Task data →
PR #2609, opened 2022-03-22
Lock out crypto:current:transaction properties for inaugural cortexes (SYN-3375)

vEpiphyte:
- Lockout deprecated props to prevent use in with new cortexes
- Update crypto tests

### DIFF
--- a/synapse/cortex.py
+++ b/synapse/cortex.py
@@ -1205,21 +1205,8 @@ class Cortex(s_cell.Cell):  # type: ignore
         self.pkghive = await pkghive.dict()
         self.svchive = await svchive.dict()
 
-        self.deprlocks = await self.hive.get(('cortex', 'model', 'deprlocks'), {})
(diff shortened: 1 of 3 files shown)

What you are asked to do →
Transcribe the records above exactly.

Result →
PR #2609, opened 2022-03-22
Lock out crypto:current:transaction properties for inaugural cortexes (SYN-3375)

vEpiphyte:
- Lockout deprecated props to prevent use in with new cortexes
- Update crypto tests

### DIFF
--- a/synapse/cortex.py
+++ b/synapse/cortex.py
@@ -1205,21 +1205,8 @@ class Cortex(s_cell.Cell):  # type: ignore
         self.pkghive = await pkghive.dict()
         self.svchive = await svchive.dict()
 
-        self.deprlocks = await self.hive.get(('cortex', 'model', 'deprlocks'), {})
(diff shortened: 1 of 3 files shown)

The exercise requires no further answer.